** Extracted data entries **
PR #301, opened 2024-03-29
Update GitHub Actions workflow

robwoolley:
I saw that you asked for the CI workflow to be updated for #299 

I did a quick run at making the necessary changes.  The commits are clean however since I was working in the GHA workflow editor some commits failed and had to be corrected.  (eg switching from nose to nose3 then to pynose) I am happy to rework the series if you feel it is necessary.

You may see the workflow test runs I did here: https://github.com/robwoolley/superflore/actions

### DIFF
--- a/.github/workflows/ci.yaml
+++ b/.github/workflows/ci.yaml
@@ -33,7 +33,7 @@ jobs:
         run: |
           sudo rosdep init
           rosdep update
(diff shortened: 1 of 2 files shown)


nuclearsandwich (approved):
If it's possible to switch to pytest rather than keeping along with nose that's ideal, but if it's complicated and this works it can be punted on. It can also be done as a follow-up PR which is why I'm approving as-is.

==

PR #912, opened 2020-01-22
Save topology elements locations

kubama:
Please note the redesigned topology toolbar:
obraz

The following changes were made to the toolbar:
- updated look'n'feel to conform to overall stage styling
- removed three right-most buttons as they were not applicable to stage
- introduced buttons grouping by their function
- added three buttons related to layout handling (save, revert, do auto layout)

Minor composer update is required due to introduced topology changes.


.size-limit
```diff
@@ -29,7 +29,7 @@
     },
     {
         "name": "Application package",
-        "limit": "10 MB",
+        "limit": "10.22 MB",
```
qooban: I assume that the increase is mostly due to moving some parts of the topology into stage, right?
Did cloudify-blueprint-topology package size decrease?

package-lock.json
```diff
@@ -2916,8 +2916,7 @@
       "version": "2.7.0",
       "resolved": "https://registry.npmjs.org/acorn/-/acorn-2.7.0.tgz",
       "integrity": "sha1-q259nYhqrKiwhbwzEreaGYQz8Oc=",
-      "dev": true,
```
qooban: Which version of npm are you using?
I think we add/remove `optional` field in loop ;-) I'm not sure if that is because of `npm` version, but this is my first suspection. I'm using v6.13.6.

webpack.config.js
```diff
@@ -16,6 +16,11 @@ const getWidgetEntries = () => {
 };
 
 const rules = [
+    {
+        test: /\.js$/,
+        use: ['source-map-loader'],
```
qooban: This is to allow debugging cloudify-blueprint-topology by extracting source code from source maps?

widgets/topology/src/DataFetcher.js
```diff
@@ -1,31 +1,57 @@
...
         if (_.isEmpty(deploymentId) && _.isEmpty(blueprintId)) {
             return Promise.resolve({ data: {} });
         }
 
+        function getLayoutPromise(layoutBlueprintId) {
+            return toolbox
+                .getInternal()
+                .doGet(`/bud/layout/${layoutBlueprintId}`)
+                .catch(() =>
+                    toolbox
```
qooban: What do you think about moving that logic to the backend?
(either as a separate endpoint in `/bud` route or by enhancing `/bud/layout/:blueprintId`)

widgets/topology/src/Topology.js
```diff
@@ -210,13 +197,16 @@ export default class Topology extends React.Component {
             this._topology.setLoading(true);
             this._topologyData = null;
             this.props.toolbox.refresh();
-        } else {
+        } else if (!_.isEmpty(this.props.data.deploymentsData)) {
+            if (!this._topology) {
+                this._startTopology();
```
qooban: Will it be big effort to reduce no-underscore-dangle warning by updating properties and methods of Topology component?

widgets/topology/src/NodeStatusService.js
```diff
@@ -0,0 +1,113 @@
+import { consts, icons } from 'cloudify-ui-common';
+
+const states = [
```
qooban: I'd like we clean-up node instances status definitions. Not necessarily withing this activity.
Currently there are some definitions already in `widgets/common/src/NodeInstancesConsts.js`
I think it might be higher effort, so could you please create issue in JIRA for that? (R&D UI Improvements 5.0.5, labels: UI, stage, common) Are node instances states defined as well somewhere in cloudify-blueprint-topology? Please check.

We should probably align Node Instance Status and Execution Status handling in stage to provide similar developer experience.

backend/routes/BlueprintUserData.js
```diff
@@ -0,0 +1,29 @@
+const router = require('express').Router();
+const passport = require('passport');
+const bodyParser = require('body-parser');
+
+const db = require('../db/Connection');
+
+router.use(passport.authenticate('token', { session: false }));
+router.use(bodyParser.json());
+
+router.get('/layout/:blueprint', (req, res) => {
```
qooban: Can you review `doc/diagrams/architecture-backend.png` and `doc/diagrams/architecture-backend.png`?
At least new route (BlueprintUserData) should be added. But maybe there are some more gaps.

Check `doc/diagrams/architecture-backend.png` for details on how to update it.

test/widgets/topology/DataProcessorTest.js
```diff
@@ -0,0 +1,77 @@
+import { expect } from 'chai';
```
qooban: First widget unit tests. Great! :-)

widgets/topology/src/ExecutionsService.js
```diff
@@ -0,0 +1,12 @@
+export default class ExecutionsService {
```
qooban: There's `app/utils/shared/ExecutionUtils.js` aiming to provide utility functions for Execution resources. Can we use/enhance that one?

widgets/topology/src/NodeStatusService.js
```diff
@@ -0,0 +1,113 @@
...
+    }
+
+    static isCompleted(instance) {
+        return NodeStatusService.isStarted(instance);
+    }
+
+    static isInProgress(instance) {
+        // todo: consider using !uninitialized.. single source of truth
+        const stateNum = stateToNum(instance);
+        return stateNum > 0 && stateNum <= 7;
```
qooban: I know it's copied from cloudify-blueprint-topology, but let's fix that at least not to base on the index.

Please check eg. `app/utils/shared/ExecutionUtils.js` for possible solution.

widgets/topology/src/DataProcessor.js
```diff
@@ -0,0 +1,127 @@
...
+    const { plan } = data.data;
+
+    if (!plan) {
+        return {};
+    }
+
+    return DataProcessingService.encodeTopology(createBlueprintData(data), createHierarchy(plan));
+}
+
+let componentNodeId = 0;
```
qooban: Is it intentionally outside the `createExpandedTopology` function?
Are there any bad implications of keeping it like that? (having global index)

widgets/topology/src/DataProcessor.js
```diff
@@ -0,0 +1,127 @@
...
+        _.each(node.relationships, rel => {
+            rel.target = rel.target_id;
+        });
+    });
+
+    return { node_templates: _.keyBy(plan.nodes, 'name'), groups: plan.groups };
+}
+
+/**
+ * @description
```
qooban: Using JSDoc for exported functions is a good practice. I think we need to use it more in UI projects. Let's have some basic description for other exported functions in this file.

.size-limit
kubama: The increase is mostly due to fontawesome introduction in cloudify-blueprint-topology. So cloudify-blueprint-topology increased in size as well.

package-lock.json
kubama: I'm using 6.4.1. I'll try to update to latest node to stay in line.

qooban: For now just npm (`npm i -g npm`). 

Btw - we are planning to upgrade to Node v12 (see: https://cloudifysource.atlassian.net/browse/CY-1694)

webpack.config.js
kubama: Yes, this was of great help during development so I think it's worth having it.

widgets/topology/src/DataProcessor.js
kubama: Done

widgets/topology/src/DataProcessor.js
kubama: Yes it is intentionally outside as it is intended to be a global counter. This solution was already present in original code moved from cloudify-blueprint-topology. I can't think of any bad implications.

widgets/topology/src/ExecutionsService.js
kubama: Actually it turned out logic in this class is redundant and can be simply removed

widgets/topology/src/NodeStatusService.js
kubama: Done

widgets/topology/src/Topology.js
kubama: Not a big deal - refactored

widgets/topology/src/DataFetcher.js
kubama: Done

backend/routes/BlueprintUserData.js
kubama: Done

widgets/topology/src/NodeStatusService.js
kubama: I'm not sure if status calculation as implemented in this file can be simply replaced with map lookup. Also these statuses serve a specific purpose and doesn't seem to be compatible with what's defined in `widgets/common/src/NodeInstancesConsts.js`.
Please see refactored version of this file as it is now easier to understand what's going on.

** Exercise goal **
When you reach the line holding "At least new" in the records above, begin reproducing exactly, stop after the line holding "qooban: First widget unit tests. Great! :-)", and output nothing else.

** Your solution **
At least new route (BlueprintUserData) should be added. But maybe there are some more gaps.

Check `doc/diagrams/architecture-backend.png` for details on how to update it.

test/widgets/topology/DataProcessorTest.js
```diff
@@ -0,0 +1,77 @@
+import { expect } from 'chai';
```
qooban: First widget unit tests. Great! :-)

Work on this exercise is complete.